10. We are of the view that the assessee deserves to succeed. We find no reference in the block assessment order to the material found during the search on M/s. Cosmos Enterprises, which has any bearing on the question of undisclosed income in the hands of the assessee. The department was quite aware of the interest income derived by the assessee in the respective years, and at any rate, no material relating to the said income was detected in the search action on M/s Cosmos Enterprises. We find from the order-sheet entry extracted in para 5 above, that notice under section 158BD was issued giving different reasons. There was no discussion of those reasons in the impugned order of assessment. The case-law cited by the learned counsel for the assessee supported the proposition that no block assessment under Chapter XIV-B can be made unless there is some material found during the search, which can lead to an inference of undisclosed income. In this view of the matter, we find that there is no justification at all for bringing to tax the amount of Rs. 49,24,506 in the impugned block assessment.

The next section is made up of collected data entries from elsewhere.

PR #7384, opened 2026-04-03
feat: Added scroll to top on all pages that have recipeCardSection

Choromanski:

With fix #7370 being implemented there may be a scenario where you go back to a recipe list, are put in the middle of the page when you actually wanted to be at the top of the page.

This adds a button to the bottom right to quickly take you to the top of the page.

This will only effect recipe list, favorite list, and cookbooks.

image

Mobile:
image

None

I picked [mdiArrowUp ](https://pictogrammers.com/library/mdi/icon/arrow-up/)as the icon but also think that [mdiChevronDoubleUp ](https://pictogrammers.com/library/mdi/icon/chevron-double-up/) would look nice (open to any other suggestions). 

I set the z-index of this to 999 (higer than everything else I could find, excpet AppHeader)m but don't know what you guys would prefer for this.

chevron double up:
image

## Testing

Built and manually tested.

## AI / LLM Assistance

None


michael-genson (approved):
Was just thinking about this this morning with the new back feature. Thanks!

Choromanski:
Great minds think alike 😉

PR #7389, opened 2026-04-03
fix: Display issues with data management pages on mobile

Choromanski:

The buttons on this page extend the page right past the mobile view window.

This also causes the header to get cut off when you scroll down.

Issue on mobile:
image

None

## Testing

Tested it by adding the class in devtools, but I need to do a proper build.

Just did a build and was able to test and confirm that it works.

## AI / LLM Assistance

None


michael-genson (approved):
Thanks!

PR #7390, opened 2026-04-04
feat: Improved handeling of duplicate backups

Choromanski:

For those who do regular backups.

From a users perspective backups function the same way, but when duplicate backup is created we use hard links which can significantly reduce disk usage over time.

- Implemented basic TorrentZip functionality
  - Overrides timestamps on files
  - Database json fle is sorted by keys before being added to archive
  - Added files to archive in sorted order
- zip is originally created as a .temp file and md5sum is calculated
  - if hash matches another backup, a hardlink is created to the matching zip
- Added sidecar `.zip.md5` file containing the md5sum of the `.zip` for all backups created/uploaded

None

- I set the file datetime to 1/1/1980 (earlest date zip supports)
- I set compression algorithim to ZIP_DEFLATED but ZIP_STORED will be faster (but larger)
- I used MD5 as the hash function (fastest "standard" algorithim in hashlib and I think its fine for file detecting duplicates)

## Testing

Built and tested api also works:

image

image

You can see that the inodes go up with each archive added but the storage usage stays constant:

image

Example of creating duplicate backup:
image

## AI / LLM Assistance

Used claude to help me come up with a torrentzip approach when I found out it wasn't supported in zipfile.


michael-genson (changes requested):
Generally looks good. A few things before merging:

1. `.temp_{name}.zip` is written directly into `BACKUP_DIR`, and pathlib's glob matches dotfiles — if the process is killed mid-backup before the except-handler cleanup runs, the stray file gets picked up by `get_all()`'s `glob("*.zip")` and shown as a real backup. Can we write it to the existing `.temp` subdir instead?
2. None of the new logic (hashing, duplicate detection, hardlinking, sidecar creation/cleanup) has test coverage. Can we add tests for the duplicate-detection path — two identical backups, second one returns `duplicate=True`, both share an inode, `_hash_zip`/`_find_duplicate` behave correctly with/without a sidecar present?
3. Same for the `create_one` duplicate-response branch (asserting `duplicate`/`duplicateOf` are set) and confirming `delete_one` also removes the `.zip.md5` sidecar.
4. `admin_backups.py:upload_one` calls `BackupV2._hash_zip()` across the module boundary — can we drop the leading underscore to make it public instead?

michael-genson:
Hey there, are you still working on this?

michael-genson:

PR #7392, opened 2026-04-04
dev: Bumped gh actions to support node 24

Choromanski:

To address warnings like this:

image

None

## Testing

Going to test with this PR

## AI / LLM Assistance

None


.github/workflows/release-drafter.yml
```diff
@@ -14,17 +14,22 @@ on:
...
+    runs-on: ubuntu-latest
     permissions:
-      # write permission is required to create a github release
       contents: write
-      # write permission is required for autolabeler
-      # otherwise, read permission is required at least
+    steps:
+      - uses: release-drafter/release-drafter@v7
+        env:
+          GITHUB_TOKEN: ${{ secrets.GITHUB_TOKEN }}
```
michael-genson, line 25: Hopefully this works, if not might have to switch it to our custom Mealie bot token

michael-genson (approved):
Thanks!

PR #726, opened 2026-05-18
prometheus: Add Kafka cluster metrics charts

krrish-sehgal:
Adds a Prometheus metrics section for Strimzi `Kafka` clusters, shown on the Kafka detail page.

This started out as part of #709 (Strimzi map integration). Per review feedback it has been split out and reworked to follow the prometheus plugin's chart pattern instead of the standalone metrics client it originally used. #709 is now map-only.

## Approach

Same pattern as the existing Karpenter and KEDA charts:

- `Kafka` is added to `ChartEnabledKinds` in `util.ts`.
- `PrometheusMetrics()` in `index.tsx` returns a `StrimziChart` for the Kafka kind.
- The existing `registerDetailsViewSectionsProcessor` injects the section into the Kafka detail page, so the Strimzi plugin itself needs no changes.

Because it reuses the plugin's cluster config and endpoint discovery, both manual-address and autoDetect Prometheus setups work, and metrics appear automatically for anyone who already has the Prometheus plugin configured.

## What it shows

`StrimziChart` offers four metric views via a toggle, all scoped to the Kafka cluster's namespace:

- Throughput: bytes in and out per sec
- Messages: messages in per sec
- Partition health: under-replicated and offline partitions
- Consumer lag: total consumer group lag

Queries target the kafka-exporter and JMX exporter scrape outputs that ship with the standard Strimzi monitoring stack.

## Notes

- Queries are namespace-scoped. A Strimzi deployment normally runs one Kafka cluster per namespace, and namespace scoping keeps the queries working regardless of whether the `strimzi_io_cluster` label survives Prometheus relabeling.
- One new translation key (`metric chooser`) was extracted via `npm run i18n`; the rest of the strings already existed.

## Test plan

- [ ] `npm run tsc`, `npm run lint`, `npm test`, and `npm run build` all pass
- [ ] On a Kafka detail page with the Prometheus plugin configured and Strimzi monitoring deployed, confirm the four metric views populate and refresh
- [ ] With Prometheus not configured for the cluster, confirm the setup banner shows instead of an error

### DIFF
--- a/prometheus/locales/cs/translation.json
+++ b/prometheus/locales/cs/translation.json
@@ -57,6 +57,7 @@
   "memory": "",
   "receive": "",
   "transmit": "",
+  "metric chooser": "",
   "Invalid Address Format": "",
   "Testing Connection": "",
   "Connection successful!": "",
--- a/prometheus/locales/de/translation.json
+++ b/prometheus/locales/de/translation.json
@@ -57,6 +57,7 @@
   "memory": "",
   "receive": "",
   "transmit": "",
+  "metric chooser": "",
   "Invalid Address Format": "",
   "Testing Connection": "",
   "Connection successful!": "",
--- a/prometheus/locales/en/translation.json
+++ b/prometheus/locales/en/translation.json
@@ -57,6 +57,7 @@
   "memory": "memory",
   "receive": "receive",
   "transmit": "transmit",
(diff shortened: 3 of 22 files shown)


illume (approved):
🎉 thanks!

We find that the assessing officer has relied heavily on the decision of the apex court in the case of Tuticorin Alkali & Chemicals & Fertilizers Ltd. v. CIT (1997) 227 ITR 172 (SC) in the impugned assessment for bringing to tax the interest incomes. This issue has to be considered only in a regular assessment, but not in a block assessment. In this view of the matter, we find no justification for the impugned block assessment, which is accordingly cancelled,
11. Before parting, we may mention that the department is free to take whatsoever action is deemed fit or valid in the context of regular assessments made for the respective years.
12. In the result, assessee's appeal is allowed and the impugned block assessment is cancelled.